Physics + AI Key to Production Optimization

Ferdinand Hingerl, PhD, Lead Data Scientist

We think that machine learning/artificial intelligence (ML/AI) skills will be part of each production engineer’s toolbox in the future, but differ on the clear distinction between AI vs. physics and the validity of hybrid approaches as presented in a recent article.

Several recent studies have demonstrated clearly that a combined AI+physics approach can merge the upsides of each world, which allows us to tackle engineering and science problems more efficiently with increasingly better accuracy and predictability. The article mentions reservoir simulation as an example to support his view, but we believe reservoir simulation is actually a case that will benefit substantially from a hybrid approach.

Hybrid models have become a traditional tool in the engineer’s toolbox. However, the article seems to disparage them as an unintentional consequence of engineers’ over-simplified understanding of ML. We anticipate that data-driven models will eventually learn the laws of physics from data alone and be able to transfer that knowledge from one problem to another. However, in the current practical solution of engineering-related problems, a balance between physics-based and data-driven components working together towards an improved solution is much more feasible. Hybrid models are traditional, intentional engineering approaches to model development that go beyond the two classes of ML applications in the article.

There have been efforts to solve well production optimization problems in mature waterfloods for years by purely using AI, without success. If one does not have a full geologic representation and understanding of basic flow relationships and flow paths in the subsurface, a purely datadriven solution will most likely not be able to provide solutions to even the most basic engineering problems, such as determining the optimal location for the next infill well or predicting remaining recoverable oil in place.

These previous efforts only broke into the market once experienced reservoir simulation engineers proceeded hybridizing their physics knowledge with the existing data driven approaches. A full CFD-based reservoir simulation is subject to a large number of simplifying assumptions (as outlined by the article), is computationally very costly, extremely demanding to set up (typically around two years for a full reservoir including history matching, with several geologists and reservoir engineers involved), and requires a huge amount of data that will be re-fitted in the end to match observed production values (e.g., relative permeability curves, transmissibilities, etc.). Therefore, while this technology is tested and proven, it also is tremendously challenging to use, provides only approximate results, is expensive, and likely will not be the way forward on its own, in our opinion.
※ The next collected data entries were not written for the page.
PR #190, opened 2015-03-04
Create user home resource

dhoer:
Creates and populates home directory without requiring logon.  Inspiration taken from https://github.com/opscode-cookbooks/omnibus/blob/master/recipes/_user.rb#L48-62.

### DIFF
--- a/providers/home.rb
+++ b/providers/home.rb
@@ -2,26 +2,38 @@ require 'chef/mixin/shell_out'
 include Chef::Mixin::ShellOut
 
 action :create do
-  task_name = "create_#{@new_resource.name}_home"
-  user_home = ::File.join(ENV['SYSTEMDRIVE'], 'Users', @new_resource.name)
-    .gsub(::File::SEPARATOR, ::File::ALT_SEPARATOR)
+  task_name = "build_#{new_resource.name}_home"
+  user_home = ::File.join(ENV['SYSTEMDRIVE'], 'Users', new_resource.name)
+              .gsub(::File::SEPARATOR, ::File::ALT_SEPARATOR)
 
-  # Run whoami as scheduled task to get LocalServer group privilege:
+  # Create whoami as scheduled task to get Local Server group privilege:
   # SeAssignPrimaryTokenPrivilege (Replace a process-level token)
-  if task_query(task_name).empty?
-    cmd =  "schtasks /Create /TN \"#{task_name}\" "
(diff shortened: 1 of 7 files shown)


dhoer:
Is there interest in adding this feature to windows cookbook, or should does it belong somewhere else?

jdmundrawala:
Looks interesting, I think it would be a nice addition

dhoer:
Awesome! When do you think it would be released?  I have it as a dependency in windows_desktop::headless_display cookbook: https://github.com/dhoer/chef-windows_desktop/blob/master/recipes/headless_display.rb#L27-30

providers/home.rb
```diff
@@ -0,0 +1,46 @@
...
+  task_name = "create_#{@new_resource.name}_home"
+  user_home = ::File.join(ENV['SYSTEMDRIVE'], 'Users', @new_resource.name)
+    .gsub(::File::SEPARATOR, ::File::ALT_SEPARATOR)
+
+  # Run whoami as scheduled task to get LocalServer group privilege:
+  # SeAssignPrimaryTokenPrivilege (Replace a process-level token)
+  if task_query(task_name).empty?
+    cmd =  "schtasks /Create /TN \"#{task_name}\" "
+    cmd += "/SC once /SD \"01/01/2003\" /ST \"00:00\" /TR \"whoami.exe\" "
+    cmd += "/RU \"#{@new_resource.name}\" /RP \"#{@new_resource.password}\" "
```
jdmundrawala: won't this password be available for all to see?

dhoer: You are correct. Good catch.  I can delete this task after it completes.  Or is there a better way to run whoami with SeAssignPrimaryTokenPrivilege?

dhoer: Wait, I don't know if this password is visible or not. I can't tell from the documentation: https://msdn.microsoft.com/en-us/library/windows/desktop/bb736357%28v=vs.85%29.aspx.  It still would make sense to delete the task to be on the safe side.

dhoer: I can try to run execute resource with sensitive turned on, since I don't see that option for shell_out.

jdmundrawala: As far as I know, all that does is prevent chef from reporting the sensitive information. I'm not really sure what the right thing to do here is. I'll ping people, see what they think

dhoer:
@jdmundrawala What do you think of this solution?

dhoer:
@jdmundrawala  Thanks for the code review and making this better.  I'm closing this pull request.  You can still add it in the future, if you want.  This home feature is now available in windows_desktop cookbook.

We believe the way forward in reservoir engineering/simulation should be based on our system understanding (i.e., physics), which then should be merged with our new access to modern AI algorithms to account for noise and relationships, which are based on physics but too complex to be captured by equations. This amalgamation can happen in many different ways, such as physics-based engineered features for AI, physics-informed (non-linear) constraints and bounds on AI parameters (input and output), etc, but in the end, we will need to come up with smart ideas to merge the two worlds. Only then can we extrapolate with confidence, trust our predictions, and reduce the amount of data required for AI, while at the same time churning out predictions at much higher speed, increasing confidence, and reducing computational overhead as a purely physics-driven approach would allow us to provide.